Most code I've looked at uses a struct to define each bit, and this way of structuring data should be compiler independent because the first bit will always be the LSB. (I assume) Here is an example:
struct foo
{
unsigned char a : 1;
unsigned char b : 1;
unsigned char unused : 6;
};
Now the question is...could you use more than one bit for a variable in the struct AND have it still be comipiler independent? It seems like the answer is yes, but I have had some weird answers and want to be sure. Something like:
struct foo
{
unsigned char ab : 2;
unsigned char unused : 6;
};
It seems like regardless if the raw structure is reversed, the first bit accessed from the struct is always the LSB, so how many bits you use should not matter.
The C standard does not specify the ordering of fields within a unit -- there's no guarantee that a, in your example, is in the LSB. If you want fully portable behavior, you need to do the bit manipulation yourself, using unsigned integral types, and (if using unsigned integral types bigger than a byte) you need to worry about the endianness when reading/writing them from external sources.

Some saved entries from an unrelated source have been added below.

PR #1447, opened 2025-03-14
Sentry: enable request performance tracing

alxndrsn:
Closes https://github.com/getodk/central/issues/877

~Should this be using the `config` package & `default.external.sentry`?  Similar question for https://github.com/getodk/central-backend/pull/637 and getodk/central-backend#601.~

Tested locally with dev config.

### DIFF
--- a/lib/external/sentry.js
+++ b/lib/external/sentry.js
@@ -120,7 +120,7 @@ const init = (config) => {
   Sentry.init({
     dsn: `https://${config.key}@${config.orgSubdomain}.ingest.sentry.io/${config.project}`,
     environment: process.env.SENTRY_ENVIRONMENT || 'production',
-    tracesSampleRate: Number(process.env.SENTRY_TRACE_RATE || 0),
+    tracesSampleRate: Number(config.traceRate || 0),
     beforeSend(event, hint) {
       const sanitizedEvent = sanitizeEventRequest(event);
 
--- a/lib/external/sentry.js
+++ b/lib/external/sentry.js
@@ -120,6 +120,7 @@ const init = (config) => {
   Sentry.init({
     dsn: `https://${config.key}@${config.orgSubdomain}.ingest.sentry.io/${config.project}`,
     environment: process.env.SENTRY_ENVIRONMENT || 'production',
+    tracesSampleRate: Number(process.env.SENTRY_TRACE_RATE || 0),
     beforeSend(event, hint) {
       const sanitizedEvent = sanitizeEventRequest(event);
 
--- a/lib/external/sentry.js
+++ b/lib/external/sentry.js
@@ -103,15 +103,12 @@ const init = (config) => {
   if ((config == null) || isBlank(config.key) || isBlank(config.project) || isBlank(config.orgSubdomain)) {
     // return a noop object that returns the hooks but does nothing.
     return {
-      Handlers: {
-        requestHandler() { return (request, response, next) => next(); },
-        errorHandler() { return (error, request, response, next) => next(error); }
-      },
+      getCurrentScope: () => ({ setExtra: noop }),
+      setupExpressErrorHandler: noop,
       captureException(err) {
         process.stderr.write('attempted to log Sentry exception in development:\n');
         process.stderr.write(inspect(err) + '\n');
       },
-      configureScope: noop
     };
   }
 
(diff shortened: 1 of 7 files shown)


package.json
```diff
@@ -9,7 +9,7 @@
     "node": "22.12.0"
   },
   "dependencies": {
-    "@sentry/node": "~7",
+    "@sentry/node": "~9",
```
sadiqkhoja, line 12: This is probably not so important but I'd like to mention that latest Sentry [docs](https://docs.sentry.io/platforms/javascript/guides/express/install/commonjs/) says that we should initialize sentry SDK before requiring any other module to ensure errors from those module are captured as well. I am not sure if this recommendation came in version 8 or 9 or it was always there.

sadiqkhoja (approved):
Few minor comments/questions but this can be merged as it is as well.

lib/external/sentry.js
```diff
@@ -120,6 +117,7 @@ const init = (config) => {
   Sentry.init({
     dsn: `https://${config.key}@${config.orgSubdomain}.ingest.sentry.io/${config.project}`,
     environment: process.env.SENTRY_ENVIRONMENT || 'production',
+    tracesSampleRate: Number(config.traceRate || 0),
```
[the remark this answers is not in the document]
alxndrsn: If it's not falsy, then behaviour is undefined :grin: 

Actually it gets set to `undefined`: https://github.com/getsentry/sentry-javascript/blob/ef2f35d5863ce5e581a36aac9ce4557a9ebe370c/packages/node/src/sdk/index.ts#L244-L256

I think there's a few places where config validation is lax.  Defining some kind of schema and validating config at startup might be sensible.  I've filed this at https://github.com/getodk/central-backend/issues/1464

lib/http/service.js
```diff
@@ -19,13 +19,8 @@ module.exports = (container) => {
...
   // PRERESOURCE MIDDLEWARE
 
-  // apply the Sentry request hook.
-  service.use(container.Sentry.Handlers.requestHandler());
-
   service.use((req, res, next) => {
-    container.Sentry.configureScope(scope => {
-      scope.setExtra('startTimestamp', Date.now());
-    });
+    container.Sentry.getCurrentScope().setExtra('startTimestamp', Date.now());
```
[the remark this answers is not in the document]
alxndrsn: Due to sampling rates, I don't think every error is guaranteed to be accompanied by a trace.

Maybe worth reviewing this anyway; has `startTimestamp` proved to be useful?

package.json
alxndrsn: Great catch, thanks!  I'll review these recommendations.

alxndrsn: It looks like the change was introduced in Sentry v8:

> To migrate your Express app to Sentry Node SDK `8.x`, you need to make the following changes:
>
> 1. Create an external file called `instrument.js` and move your `Sentry.init` call to it.
>
> Due to the way that auto instrumentation works in `8.x` of the Sentry Node SDK, it is required that you initialize Sentry before you require or import any other package. Any package that is required/imported before Sentry is initialized may not be correctly auto-instrumented.

https://github.com/getsentry/sentry-docs/blob/09e515bbdf1fc4d2372c4cf5c764cf18620ebf22/platform-includes/migration/javascript-v8/important-changes/javascript.express.mdx#L45

alxndrsn: It looks like v7 docs are here: https://github.com/getsentry/sentry-docs/blob/37831f9bb64b217355ef52aeefd9ff6722e0466c/docs/platforms/javascript/guides/express/index.mdx

> Sentry should be initialized as early in your app as possible:

alxndrsn: I've updated the PR to initialise Sentry as early as possible, and added documentation of why this is happening.

lib/http/service.js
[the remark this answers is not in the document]
sadiqkhoja: oh right.

lib/external/sentry.js
```diff
@@ -113,7 +125,7 @@ const init = (config) => {
   }
 
   // otherwise initialize Sentry with some settings we want.
-  const Sentry = require('@sentry/node');
+  const Sentry = require('@sentry/node'); // eslint-disable-line no-shadow
```
sadiqkhoja, line 133: nit: this shadowing can be avoid.

```diff
- 113: const Sentry = (() => {
+ 113: const _sentry = (() => { 

...

- 160: module.exports = { Sentry, sanitizeEventRequest, isSensitiveEndpoint, filterTokenFromUrl };
+ 160: module.exports = { Sentry: _sentry, sanitizeEventRequest, isSensitiveEndpoint, filterTokenFromUrl };
```

sadiqkhoja (approved):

The behaviour does not depend on the bit order. What you have written corresponds to the language standard and therefore behaves the same on all platforms.
Bitfields cannot be portably used to access specific bits in an external block of data (like a hardware register or data serialized in a stream of bytes). So bitfields aren't useful in this context - at least for portable code.
But if you're talking about using the bitfield within the program and not trying to have it model some external bit representation, then it's 100% portable. Not super useful, but portable.
I've spent a career twiddling bits in C/C++, and maybe because of this issue, I never see it done this way. We always use unsigned variables and apply bit masks to them:
#define BITMASK_A 0x01
#define BITMASK_B 0x02
unsigned char bitfield;
Then when you want to access a, you use (bitfield & BITMASK_A)
But to answer your question, there should be no logical difference between your two examples, if the compiler places ab at the low end, then the first example should also place a at the LSb.

How many options can I include in a bit mask?

In this question it was pointed out that:
Using int [for bit mask] is asking for trouble
I have been using an unsigned char to store bitmask flags, but it occurs to me that I will hit low limit since a char is only a byte, thus 8 bits, thus only 8 options in my mask?
enum options{
k1=1<<0,
k2=1<<1,
.... through to k8
}
unsigned char myOption=k2;
Do I simply need to make myOption an int or some other type for example if I wish it to store more than 8 possible options (and combinations of options, of course, hence why I am using the bit mask in the first place)? What's the best type?
If you need an unknown number of 'bits' you could use something like the std::vector<bool> class, see here:
http://www.cplusplus.com/reference/vector/vector-bool/
This is a specialization of the vector class which can pack the bool values using bits, so it is more space efficient than an array of bools (whether you need that extra efficiency is up to you).
Of course I don't know what your application is, there are many valid reasons for using bitfields. If you are simply storing a bunch of true and false values though, something like an array of bools or this vector of bools might be more easily maintained (it has downsides though of course, you can't test to see if say 3 bits are all set in one operation as you can with masking and bitfields, so it is application specific).
vector<bool> is somewhat controversial though, I think. See: http://howardhinnant.github.io/onvectorbool.html
#include <stdint.h>
This defines types with fixed sizes that are not compiler specific.
int16_t = 16 bits
uint16_t = 16 bits unsigned
int32_t = 32 bits
If you need more than 64 flags you should consider the ::std::vector<> as Wayne Uroda suggested.